Glenn Miller has written a rebuttal to this essay (“Were the Miracles of Jesus invented by the Disciples/Evangelists?” 2002), in response to which I changed some of the language above so as not to give a mistaken impression of my meaning. Miller’s title has little to do with my essay, since I am not arguing here (even if I do elsewhere) that anyone in particular “invented” the miracles of Jesus. Rather, I am merely presenting a survey of the social and intellectual context in which those miracles came to be believed.
As to the remainder of Miller’s criticism of this essay specifically, I plan to respond in a future rebuttal (which will be announced here).
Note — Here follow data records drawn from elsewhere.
PR #6424, opened 2023-07-24
fix(op-challenger): Refactor Solver Component into its own Module

refcell:
**Description**

Following #6413, this PR implements the suggested change to refactor
the `Solver` component into its own "submodule" within the `fault` module
of the `op-challenger`.

The core `Solver` logic is placed inside `fault/solver/solver.go`, with
alphabet tests inside `solver_test.go`.

In a pr stacked ontop of this, and still as part of CLI-4275, the solver
will be further refactored to separate out tightly coupled internal logic.

Once this logic is decoupled, the solver tests can be focussed onto unit
functions and a generic solver testing utility can be built that can be
typed with various `TraceProvider` instances (eg `AlphabetTraceProvider`
and `CannonTraceProvider`) and run in those fault module testbeds.

**Metadata**

Fixes CLI-4275.

### DIFF
--- a/op-challenger/fault/agent.go
+++ b/op-challenger/fault/agent.go
@@ -5,6 +5,7 @@ import (
 	"errors"
 	"fmt"
 
+	"github.com/ethereum-optimism/optimism/op-challenger/fault/solver"
 	"github.com/ethereum-optimism/optimism/op-challenger/fault/types"
 	"github.com/ethereum/go-ethereum/log"
 )
@@ -19,7 +20,7 @@ type Responder interface {
 }
 
 type Agent struct {
-	solver                  *Solver
+	solver                  *solver.Solver
 	loader                  Loader
 	responder               Responder
 	maxDepth                int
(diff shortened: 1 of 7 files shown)


refcell:
* develop
  * **PR #6424** <a href="https://app.graphite.dev/github/pr/ethereum-optimism/optimism/6424" target="_blank">Graphite</a>  👈
    * **PR #6426** <a href="https://app.graphite.dev/github/pr/ethereum-optimism/optimism/6426" target="_blank">Graphite</a> 

This comment was auto-generated by [Graphite](https://app.graphite.dev/github/pr/ethereum-optimism/optimism/6424?utm_source=stack-comment).

ajsutton (approved):
LGTM. I don't think we need to test the solver with different trace providers though - it doesn't actually care what the claims are as long as it can get the data from the trace provider.  We just don't want it to be tied to the internal implementations of the trace provider it uses (prior to some recent clean up it was manually calculating hashes that had to match what the alphabet provider would generate).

But one simple point must be made even now: almost all of Miller’s relevant evidence comes from the educated or even scholarly elite (like Lucian), and thus in no way represents the average man or woman in antiquity, who by their very circumstance wrote nothing for Miller to examine. I would guess that skilled skeptics and skeptical viewpoints like those Miller finds probably could not be found in much more than 10% of the population of the time, if even that–but whose existence I acknowledged even in the original draft of this essay.
Recommended Bibliography
The fact that pagan miracle working is not much heard of today is in large part due to the more effective Christian propaganda during the Empire and, of course, a thousand years of censorship afterward. An excellent discussion of the former, and how it contributed to the eventual success of the Church, is given by Thomas Matthews in The Clash of the Gods: A Reinterpretation of Christian Art (1993). For a broad comparative study of holy men of all faiths (Christian, pagan, and Jewish) in the time of Jesus, an excellent source is Sage, Saint, and Sophist: Holy Men and their Associates in the Early Roman Empire, by Graham Anderson (1994). Both are highly recommended.
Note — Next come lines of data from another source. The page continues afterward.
PR #7201, opened 2023-09-12
cannon: Use atomic write pattern to avoid leaving partially written files

ajsutton:
**Description**

Modifies cannon to write to a temp file and then rename into place. This avoids creating partially written files if cannon crashes while writing the file.

**Tests**

Existing unit tests ensure the write still operates as expected.

**Metadata**

- https://github.com/ethereum-optimism/client-pod/issues/54


cannon/cmd/json.go
```diff
@@ -29,13 +30,20 @@ func loadJSON[X any](inputPath string) (*X, error) {
 
 func writeJSON[X any](outputPath string, value X, outIfEmpty bool) error {
 	var out io.Writer
+	finish := func() error { return nil }
 	if outputPath != "" {
-		f, err := ioutil.OpenCompressed(outputPath, os.O_WRONLY|os.O_CREATE|os.O_TRUNC, 0755)
+		// Write to a tmp file but reserve the file extension if present
+		tmpPath := outputPath + "-tmp" + path.Ext(outputPath)
```
protolambda, line 36: This will be `foobar.json-tmp.json` which I assume is fine, but `foobar.json.tmp` may be cleaner. If the tmp file is still around, it may not have been written fully, and thus not quite json. And we may want to add `*.tmp` to the `.gitignore` (assuming it's not already in the global gitignore of the user).

protolambda (approved):
Change looks good, but maybe we should change the temporary the file-extension and add it to the gitignore.

cannon/cmd/json.go
ajsutton: Yeah I wasn't too worried about what the temp file name was, but needed to preserve the extension so the gzip detection works.  `foobar.json-tmp.json` or `foobar.json.tmp` makes no difference, but `foobar.json.gz-tmp.gz` is compressed and `foobar.json.gz.tmp` is not.

We could do something smarter though like use `foobar.json.gz~` like vim and have the gzip detection pick up on either `.gz` or `.gz~`.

The most extensive study on the historicity of Apollonius as well as his cult and legend can be found in the otherwise dry work by Maria Dzielska, Apollonius of Tyana in Legend and History, translated by Piotr Pienkowski (L’Erma di Bretschneider, 1986). Interested scholars should begin there. In particular, the source tradition on his magic “talismans” is a complicated affair, but their history and reluctant acceptance by the Church is discussed at great length by Dzielska in chapter 3. As for Lucian, his works about Peregrinus and Alexander are available in a very readable and engaging English translation in Lionel Casson’s Selected Satires of Lucian (1962). These two stories are a very fun read, and well worth seeking out. An excellent survey and analysis of Lucian’s works and his surrounding culture is available in Culture and Society in Lucian by C. P. Jones (1986). This is, in fact, a must-read for anyone interested in the contrast between free thought and gullibility in the Roman Empire. It has entire chapters dedicated to Peregrinus and Alexander. Finally, Lucian’s Philopseudes (or “Lover of Lies”) is a virtual treasure trove of examples of ancient credulity and superstition that is a must-read source on the subject (it can be found in vol. 3 of Lucian’s works in the Loeb Classical Library).